# Pequeño amplificador + altavoces



## ghomeztown (Mar 30, 2006)

Bien. Ok, 

A ver, me gustaria hacer una tormenta de ideas con este hilo para escuchar vuestras propuestas para una cosa que quiero hacer cuanto que tenga tiempo.

Quiero hacer un pequeño sistema de altavoces para mi reproductor de mp3. Osea, preciso un pequeño amplificador y un par de altavoces.

Esta idea todavia no la he investigado demasiado, ya he dicho que no tengo mucho tiempo, pero me gustaria saber por donde me ando para empezar el mini proyecto en unos dias.
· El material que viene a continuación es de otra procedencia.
Issue #4677, opened 2023-11-08
Combinational/Expression Coverage


rsammelson:
I am part of a research group working on fuzzing Verilog designs. To this end we need a [combinational coverage](https://covered.sourceforge.net/user/chapter.metrics.html#example.metrics.logic) metric like [covered](https://github.com/chiphackers/covered) (as well as other commercial simulators). The issue with covered is that it runs more than 30 times slower than Verilator (1-2 minutes vs 2-3 seconds), and the majority of the time is spent re-running parts of the simulation to find intermediate values. For effective fuzzing, we need the coverage calculation to be fast (preferably around 5 seconds) in order to do many mutations.

Because (so far as I know) calculating this metric requires intermediate values that aren't in the VCD file output, but would be known inside the simulator, I think that Verilator is the right place to implement this metric.

I would be happy to assist with the development, but as I've never worked on Verilator I will need a fair amount of help figuring out how to go about adding this, if it is a desired feature.

wsnyder:
Verilator's own coverage runs much much faster, and seems to have most of this, minus FSM which would be a straightforward add.  I'd suggest benchmark that.

Perhaps you don't even need coverage at all nets but only at storage nodes?

Do you need full 64 bit counts?  Perhaps you are only interested in the first few counts so can use an e.g. uint8 instead?

rsammelson:
> Verilator's own coverage runs much much faster, and seems to have most of this, minus FSM which would be a straightforward add. I'd suggest benchmark that.

I didn't mention FSM because it is simple enough to efficiently implement as an external program, but I do not think that Verilator currently has combinational coverage. Is this incorrect?

> Perhaps you don't even need coverage at all nets but only at storage nodes?

I believe the coverage at non-storage nodes is the problem on why we can't easily get the information from the VCD output.

> Do you need full 64 bit counts? Perhaps you are only interested in the first few counts so can use an e.g. uint8 instead?

Technically we only need a bitmask of what was hit and what was not, but it might be easier to implement a u8 counter instead.

wsnyder:
>I do not think that Verilator currently has combinational coverage. Is this incorrect?

True, but not conceptually complicated to implement.  If you want good performance you  won't want I/O of trace data between multiple programs.

>Technically we only need a bitmask of what was hit and what was not, but it might be easier to implement a u8 counter instead.

[...]

PR #5719, opened 2025-01-08
Add expression coverage

toddstrader:
Adds expression coverage.  More questions than answers at present so I wanted to get some thoughts before I sink a bunch of time on this.  The proof-of-concept currently produces this:
```
%000005        if ((~t1 && t2) || (~t3 && t4)) begin
-000002  point: comment=t1=0 t2=1 hier=top.t
-000002  point: comment=t1=1 t3=1 hier=top.t
-000004  point: comment=t1=1 t4=0 hier=top.t
-000002  point: comment=t2=0 t3=1 hier=top.t
-000003  point: comment=t2=0 t4=0 hier=top.t
-000002  point: comment=t3=0 t4=1 hier=top.t
```

Major questions to start:

- Any problems with the basic idea?
- Is there a better way to get the string of an `AstNodeExpr`?
- Can we just jam the decoded truth table into the cover point's comment for now?

Relates to #4677

### DIFF
--- a/bin/verilator
+++ b/bin/verilator
@@ -328,6 +328,8 @@ detailed descriptions of these arguments.
     --compiler-include          Include additional header in the precompiled one
     --converge-limit <loops>    Tune convergence settle time
     --coverage                  Enable all coverage
+    --coverage-expr             Enable expression coverage
+    --coverage-expr-max <value>     Maximum permutations allowed for an expression
     --coverage-line             Enable line coverage
     --coverage-max-width <width>   Maximum array depth for coverage
     --coverage-toggle           Enable toggle coverage
--- a/docs/guide/exe_verilator.rst
+++ b/docs/guide/exe_verilator.rst
@@ -237,7 +237,17 @@ Summary:
 .. option:: --coverage
 
    Enables all forms of coverage, an alias for :vlopt:`--coverage-line`
-   :vlopt:`--coverage-toggle` :vlopt:`--coverage-user`.
+   :vlopt:`--coverage-toggle :vlopt:`--coverage-expr`` :vlopt:`--coverage-user`.
+
+.. option:: --coverage-expr
+
+   Enables expression coverage analysis. See :ref:`Expression Coverage`.
+
+.. option:: --coverage-expr-max <value>
+
+   Rarely needed.  Specifies the maximum number of permutations able to be
+   covered for a given expression.  Defaults to 32.  Increasing may slow
+   coverage simulations and make analyzing the results unwieldy.
 
 .. option:: --coverage-line
 
--- a/docs/guide/simulating.rst
+++ b/docs/guide/simulating.rst
@@ -288,6 +288,22 @@ Some expressions may produce too many cover points.  Verilator limits the
 maximum number of cover poitns per expression to 32, but this may be
 controlled with :vlopt:`--coverage-expr-max`.
 
+Below is an example showing expression coverage produced from `verilator_coverage`
+as applied to the condition expression inside an if statement.  Each line
+shows the minimum number of terms and their values (e.g. `(t1==0 && t2==1)`) needed
+to reach a result for the overall expression (e.g. `=> 1`).  Each line also
+shows the number of times this combination was hit.  Note that individual lines
+are not mutually exclusive.
+
+.. code-block::
+
+   %000004         if ((~t1 && t2) || (~t3 && t4)) $write("");
+   -000002  point: comment=(t1==0 && t2==1) => 1 hier=top.t
+   -000002  point: comment=(t1==1 && t3==1) => 0 hier=top.t
+   -000004  point: comment=(t1==1 && t4==0) => 0 hier=top.t
+   -000002  point: comment=(t2==0 && t3==1) => 0 hier=top.t
+   -000003  point: comment=(t2==0 && t4==0) => 0 hier=top.t
+   -000002  point: comment=(t3==0 && t4==1) => 1 hier=top.t
 
 .. _Suppressing Coverage:
 
--- a/docs/guide/simulating.rst
+++ b/docs/guide/simulating.rst
@@ -270,6 +270,25 @@ A :option:`/*verilator&32;coverage_off*/`
 signals that do not need toggle analysis, such as RAMs and register files.
 
 
+.. _Expression Coverage:
+
+Expression Coverage
+-------------
+
+With :vlopt:`--coverage` or :vlopt:`--coverage-expr`, Verilator will
+automatically add coverage analysis at each expression, indicating with
+a truth table how every Boolean truth-table possiblity in the expression occurred.
+
+Multi-bit expressions are ignored, but sub-expressions with are entirely
+Boolean are analyzed.  Expression coverage does not fully explore the truth
+table of an expression, rather is looks at each term's contribution.  E.g.
+an AND operation will check coverage for TT, XF and FX.
+
+Some expressions may produce too many cover points.  Verilator limits the
+maximum number of cover poitns per expression to 32, but this may be
+controlled with :vlopt:`--coverage-expr-max`.
+
+
 .. _Suppressing Coverage:
 
 Suppressing Coverage
--- a/src/V3Coverage.cpp
+++ b/src/V3Coverage.cpp
@@ -28,6 +28,9 @@
 
 #include "V3Coverage.h"
 
+#include "V3EmitV.h"
+
+#include <list>
 #include <unordered_map>
 
 VL_DEFINE_DEBUG_FUNCTIONS;
@@ -38,6 +41,18 @@ VL_DEFINE_DEBUG_FUNCTIONS;
 class CoverageVisitor final : public VNVisitor {
     // TYPES
     using LinenoSet = std::set<int>;
+
+    struct CoverTerm final {
+        AstNodeExpr* m_exprp;  // Expression branch term
+        bool m_objective;  // Term objective
+        std::string m_emitV;  // V3EmitV string for cover point comment
+        CoverTerm(AstNodeExpr* exprp, bool objective, const string& emitV)
+            : m_exprp{exprp}
+            , m_objective{objective}
+            , m_emitV(emitV) {}
+    };
+    using CoverExpr = std::list<CoverTerm>;
+    using CoverExprs = std::list<CoverExpr>;
 
     struct ToggleEnt final {
         const string m_comment;  // Comment for coverage dump
@@ -64,12 +79,20 @@ class CoverageVisitor final : public VNVisitor {
             return m_on && !m_inModOff && nodep->fileline()->coverageOn()
                    && v3Global.opt.coverageLine();
         }
+        bool exprCoverageOn(const AstNode* nodep) const {
+            return m_on && !m_inModOff && nodep->fileline()->coverageOn()
+                   && v3Global.opt.coverageExpr();
+        }
     };
+
+    enum Objective : uint8_t { NONE, SEEKING, ABORTED };
 
     // NODE STATE
     // Entire netlist:
     //  AstIf::user1()                  -> bool.  True indicates ifelse processed
+    //  AstIf::user2()                  -> bool.  True indicates coverage-generated
     const VNUser1InUse m_inuser1;
+    const VNUser2InUse m_inuser2;
 
     // STATE - across all visitors
     int m_nextHandle = 0;
@@ -77,6 +100,13 @@ class CoverageVisitor final : public VNVisitor {
     // STATE - for current visit position (use VL_RESTORER)
     CheckState m_state;  // State save-restored on each new coverage scope/block
     AstNodeModule* m_modp = nullptr;  // Current module to add statement to
+    AstNode* m_exprStmtsp = nullptr;  // Node to add expr coverage to
+    bool m_then;  // Whether we're iterating the then or else branch
+                  // when m_exprStmtps is an AstIf
+    CoverExprs m_exprs;  // List of expressions that can reach objective
+    Objective m_seeking = NONE;  // Seeking objective for expression coverage
+    bool m_objective = false;  // Expression objective
+    bool m_ifCond = false;  // Visiting if condition
     bool m_inToggleOff = false;  // In function/task etc
     string m_beginHier;  // AstBegin hier name for user coverage points
 
@@ -160,7 +190,7 @@ class CoverageVisitor final : public VNVisitor {
         UINFO(9, "line create h" << m_state.m_handle << " " << nodep << endl);
     }
     void lineTrack(const AstNode* nodep) {
-        if (m_state.lineCoverageOn(nodep)
+        if (m_state.lineCoverageOn(nodep) && !m_ifCond
             && m_state.m_nodep->fileline()->filenameno() == nodep->fileline()->filenameno()) {
             for (int lineno = nodep->fileline()->firstLineno();
                  lineno <= nodep->fileline()->lastLineno(); ++lineno) {
@@ -222,13 +252,36 @@ class CoverageVisitor final : public VNVisitor {
     }
 
     void visit(AstNodeProcedure* nodep) override { iterateProcedure(nodep); }
-    void visit(AstWhile* nodep) override { iterateProcedure(nodep); }
+    // we can cover expressions in while loops, but the counting goes outside
+    // the while, see: "minimally-intelligent decision about ... clock domain"
+    // in the Toggle Coverage docs
+    void visit(AstWhile* nodep) override { iterateProcedure(nodep, false); }
     void visit(AstNodeFTask* nodep) override {
         if (!nodep->dpiImport()) iterateProcedure(nodep);
     }
-    void iterateProcedure(AstNode* nodep) {
+
+    void insertProcStatement(AstNode* nodep, AstNode* stmtp) {
+        if (AstNodeProcedure* const itemp = VN_CAST(nodep, NodeProcedure)) {
+            itemp->addStmtsp(stmtp);
+        } else if (AstNodeFTask* const itemp = VN_CAST(nodep, NodeFTask)) {
+            itemp->addStmtsp(stmtp);
+        } else if (AstWhile* const itemp = VN_CAST(nodep, While)) {
+            itemp->addStmtsp(stmtp);
+        } else if (AstIf* const itemp = VN_CAST(nodep, If)) {
+            if (m_then) {
+                itemp->addThensp(stmtp);
+            } else {
+                itemp->addElsesp(stmtp);
+            }
+        } else {
+            nodep->v3fatalSrc("Bad node type");
+        }
+    }
+    void iterateProcedure(AstNode* nodep, bool exprProc = true) {
         VL_RESTORER(m_state);
+        VL_RESTORER(m_exprStmtsp);
         VL_RESTORER(m_inToggleOff);
+        if (exprProc) m_exprStmtsp = nodep;
         m_inToggleOff = true;
         createHandle(nodep);
         iterateChildren(nodep);
@@ -237,15 +290,7 @@ class CoverageVisitor final : public VNVisitor {
             AstNode* const newp
                 = newCoverInc(nodep->fileline(), "", "v_line", "block", linesCov(m_state, nodep),
                               0, traceNameForLine(nodep, "block"));
-            if (AstNodeProcedure* const itemp = VN_CAST(nodep, NodeProcedure)) {
-                itemp->addStmtsp(newp);
-            } else if (AstNodeFTask* const itemp = VN_CAST(nodep, NodeFTask)) {
-                itemp->addStmtsp(newp);
-            } else if (AstWhile* const itemp = VN_CAST(nodep, While)) {
-                itemp->addStmtsp(newp);
-            } else {
-                nodep->v3fatalSrc("Bad node type");
-            }
+            insertProcStatement(nodep, newp);
         }
     }
 
@@ -404,6 +449,8 @@ class CoverageVisitor final : public VNVisitor {
     // VISITORS - LINE COVERAGE
     // Note not AstNodeIf; other types don't get covered
     void visit(AstIf* nodep) override {
+        if (nodep->user2()) return;
+
         UINFO(4, " IF: " << nodep << endl);
         if (m_state.m_on) {
             // An else-if.  When we iterate the if, use "elsif" marking
@@ -422,6 +469,10 @@ class CoverageVisitor final : public VNVisitor {
             CheckState ifState;
             CheckState elseState;
             {
+                VL_RESTORER(m_exprStmtsp);
+                VL_RESTORER(m_then);
+                m_exprStmtsp = nodep;
+                m_then = true;
                 createHandle(nodep);
                 iterateAndNextNull(nodep->thensp());
                 lineTrack(nodep);
@@ -429,6 +480,10 @@ class CoverageVisitor final : public VNVisitor {
             }
             m_state = lastState;
             {
+                VL_RESTORER(m_exprStmtsp);
+                VL_RESTORER(m_then);
+                m_exprStmtsp = nodep;
+                m_then = false;
                 createHandle(nodep);
                 iterateAndNextNull(nodep->elsesp());
                 elseState = m_state;
@@ -478,6 +533,9 @@ class CoverageVisitor final : public VNVisitor {
             }
             m_state = lastState;
         }
+        VL_RESTORER(m_ifCond);
+        m_ifCond = true;
+        iterateAndNextNull(nodep->condp());
         UINFO(9, " done HANDLE " << m_state.m_handle << " for " << nodep << endl);
     }
     void visit(AstCaseItem* nodep) override {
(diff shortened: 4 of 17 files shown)


wsnyder:
Conceptually seems reasonable but I'd like to see how this will handle == of non-booleans, etc.

I'd recommend using V3EmitV, and special case a AstVarRef to print the var name and value, so I think for first one you can build a string

-000002  point: `comment=(t1==0 && t2==1) || 0`

Which seems much easier for the human.

toddstrader:
Nice, `V3EmitV` is exactly what I was after.

> Which seems much easier for the human.

Agreed that we should prioritize that.  I've mostly gone the way you suggested but am using `->` instead of `||` to denote the result of the expression.  What do you think about that?

https://github.com/toddstrader/verilator/blob/4d85ba48ec477839d5d7206c27b8f16d8223b1d7/test_regress/t/t_cover_expr.out#L56

> I'd like to see how this will handle == of non-booleans, etc.

I should have outlined this more.  But I'm planning on not going past multi-bit expressions.  E.g. we'll just stop at `==` but that comparison will be one of the terms of the truth table:

https://github.com/toddstrader/verilator/blob/4d85ba48ec477839d5d7206c27b8f16d8223b1d7/test_regress/t/t_cover_expr.out#L67-L70

Another example would be:

https://github.com/toddstrader/verilator/blob/4d85ba48ec477839d5d7206c27b8f16d8223b1d7/test_regress/t/t_cover_expr.out#L76-L79

The `if`'s condition is a multi-bit compare which I'm not going to try to unpack, but we keep drilling down and then find `t1 || t2` which we can evaluate for the different expression paths.

wsnyder:
`->` is the implied operator which is legal in an expression. `=>` instead?  (Legal in trans sets, but that won't come up in RTL.)

>But I'm planning on not going past multi-bit expressions.

OK for now if what you have is sufficient.

toddstrader:
Everything is passing for me locally and I believe this is ready for a more serious review.  There are some things I've punted on and will address in follow-on PRs.  Namely:

- pragma for disabling expression coverage per-line
- boolean reduction operators (see the note in `t_cover_expr` for the error I ran into)
- possibly reorganizing `verilator_coverage` cover point organization
- possibly adding a flag to report don't care terms
- probably a million other things

bin/verilator
```diff
@@ -331,6 +331,8 @@ detailed descriptions of these arguments.
     --coverage-line             Enable line coverage
     --coverage-max-width <width>   Maximum array depth for coverage
     --coverage-toggle           Enable toggle coverage
+    --coverage-expr             Enable expression coverage
+    --coverage-expr-max         Maximum permutations allowed for an expression
```
wsnyder, line 335:
```suggestion
    --coverage-expr-max <value>     Maximum permutations allowed for an expression
```

docs/guide/exe_verilator.rst
```diff
@@ -253,6 +253,16 @@ Summary:
...
 
+.. option:: --coverage-expr
+
+   Enables expression coverage analysis. See :ref:`Expression Coverage`.
+
+.. option:: --coverage-expr-max <max>
+
+   Rarely needed.  Specifies the maximum number of permutations able to be
+   covered for a given expression.  Defaults to 32.  Increasing may slow
+   coverage sims and make the results unwieldy.
```
wsnyder, line 264:
```suggestion
   coverage simulations and make analyzing the results unwieldy.
```

docs/guide/exe_verilator.rst
```diff
@@ -253,6 +253,16 @@ Summary:
 
    Enables adding signal toggle coverage.  See :ref:`Toggle Coverage`.
 
+.. option:: --coverage-expr
+
+   Enables expression coverage analysis. See :ref:`Expression Coverage`.
+
+.. option:: --coverage-expr-max <max>
```
wsnyder, line 260:
```suggestion
.. option:: --coverage-expr-max <value>
```

wsnyder (commented):
Note regression failures need fixing.

>pragma for disabling expression coverage per-line

Just use the existing coverage pragmas?  Or you are suggesting a new one that turns off only expression?  I presume the old coverage off pragma would still work.

>boolean reduction operators (see the note in t_cover_expr for the error I ran into)

AstSelBit is only during parse, use AstArraySel or AstSel.


More code feedback later.

toddstrader:
> I presume the old coverage off pragma would still work.

Yeah, I was imagining an expression specific coverage pragma so that you could still get line + branch coverage around something with an impossible-to-reach expression branch.  But also yeah, I'll just test the existing pragma with what I've got now.

test_regress/t/t_cover_expr.py
```diff
@@ -0,0 +1,34 @@
...
+# Lesser General Public License Version 3 or the Perl Artistic License
+# Version 2.0.
+# SPDX-License-Identifier: LGPL-3.0-only OR Artistic-2.0
+
+import vltest_bootstrap
+from pathlib import Path
+
+test.scenarios('simulator')
+
+test.compile(verilator_flags2=['--cc', '--coverage-line', '--coverage-expr'])
```
wsnyder, line 15: Perhaps to reduce churn in the .out if line coverage algorithm changes, do only --coverage-expr?  Ditto in _max.py

src/V3Coverage.cpp
```diff
@@ -404,6 +434,8 @@ class CoverageVisitor final : public VNVisitor {
     // VISITORS - LINE COVERAGE
     // Note not AstNodeIf; other types don't get covered
     void visit(AstIf* nodep) override {
+        if (nodep->user2()) { return; }
+
```
wsnyder, line 438:
```suggestion
        if (nodep->user2()) return; 
```

Similar other places.  (I realize you probably had multilines that got squashed.)

src/V3Coverage.cpp
```diff
@@ -478,6 +510,9 @@ class CoverageVisitor final : public VNVisitor {
             }
             m_state = lastState;
         }
+        VL_RESTORER(m_ifCond);
+        m_ifCond = true;
+        iterateAndNextNull(nodep->condp());
```
wsnyder, line 515: Should `while (cond)` also have expression coverage?

src/V3Coverage.cpp
```diff
@@ -542,6 +577,230 @@ class CoverageVisitor final : public VNVisitor {
         lineTrack(nodep);
     }
 
+    void finalizeExprComments() {
+        for (CoverExpr& expr : m_exprs) {
+            UASSERT(m_seeking != NONE, "Finalizing expression comments without an objective");
```
wsnyder, line 582: Use UASSERT_OBJ with some sensible nodep.

src/V3Coverage.cpp
```diff
@@ -542,6 +577,230 @@ class CoverageVisitor final : public VNVisitor {
...
+            expr.m_comment = "(" + expr.m_comment + ") => " + (m_objective ? "1" : "0");
+        }
+    }
+
+    bool checkMaxExprs() {
+        if (m_seeking == ABORTED) { return true; }
+        if (static_cast<int>(m_exprs.size()) <= v3Global.opt.coverageExprMax()) { return false; }
+
+        m_seeking = ABORTED;
+        for (CoverExpr& expr : m_exprs) { expr.m_expr->deleteTree(); }
```
wsnyder, line 592: Rather than deleting now use pushDeletesp - easier to debug if nodes don't disappear midvisitor.

src/V3Coverage.cpp
```diff
@@ -542,6 +577,230 @@ class CoverageVisitor final : public VNVisitor {
...
+        m_exprs.clear();
+        return true;
+    }
+
+    void coverExprs(AstNodeExpr* nodep) {
+        if (!m_state.exprCoverageOn(nodep) || nodep->dtypep()->width() != 1 || m_proc == nullptr) {
```
wsnyder, line 598:
```suggestion
        if (!m_state.exprCoverageOn(nodep) || nodep->dtypep()->width() != 1 || !m_proc) {
```

src/V3Coverage.cpp
```diff
@@ -39,6 +42,15 @@ class CoverageVisitor final : public VNVisitor {
     // TYPES
     using LinenoSet = std::set<int>;
 
+    struct CoverExpr final {
+        AstNodeExpr* m_expr;
```
wsnyder, line 46:
```suggestion
        AstNodeExpr* const m_exprp;
```

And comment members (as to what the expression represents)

Se que los venden ya hechos, pero eso no tiene demasiada gracia.

¿que me recomendais?

Un saludo. 

Gracias


----------



## pepepuerto (Abr 3, 2006)

Hola , tu mismo dices lo que necesitas ,un amplificador y unos altavoces ,por la red tienes todo, sabiendo la potencia, suerte un saludo


----------



## naugul (Abr 19, 2006)

yo estoy en lo mismo, quiero conectar mis dos parlantes de computadora que tengo, a los cuales le saque el amplificador que tenia q se conectaba a 220 para hacerme uno yo, los parlantes son de 3w 4ohm, aunque los medi y el tester indica 2ohm... algo raro, pero bue, saben de un amplificador stereo de 3w por canal, que se pueda alimentar con algo asi como o 6v (de cuatro pilas AA) o 9v de una bateria de las comunes?? y que no consuma mucho...
bue, muchas gracias!


----------



## pepepuerto (Abr 22, 2006)

Hola Naugul y demas, no es raro que te marque menos ohm, estas midiendo la resistencia de la bobina movil,no la impedancia,las baterias te van a durar poco, con esa potencia,suerte un saludo


----------



## shocky (Abr 23, 2006)

Hola naugul, como dice pepepuerto lo que dice el parlante es la impedancia del mismo con una señal de un 1khz, con el tester solo mides resistencia de la bobina pero con continua. Respecto a el amplificador de la computadora, seguro que tenia un transformador es imposible que funcione derectamente con 220V de linea. Fijate de cuanto es el transformador, seguro qeu es de 6 o 9v. Y te va a ser muy util solo deves cacarle el transformador y el puente rectificador y alimentar la placa con la tension de continua adecuada.
Suerte. Y Saludos.


----------



## juanjaem (May 14, 2006)

No te aconsejo que lo alimentes a pilas, porque por mucho ke gaste poco, no ivas a ganar para pilas. Lo mejor es que prueves con una bateria pequeña de moto, o algo por el estilo (si puede ser que pese poco) pero ke dure bastante mas. Y con los 12 voltios ke da una bateria de moto, puedes alimentar amplificador hechos por ejemplo con un TDA2003 (vale 1'5 €), que es muy simple.( http://eu.st.com/stonline/books/pdf/docs/1449.pdf ).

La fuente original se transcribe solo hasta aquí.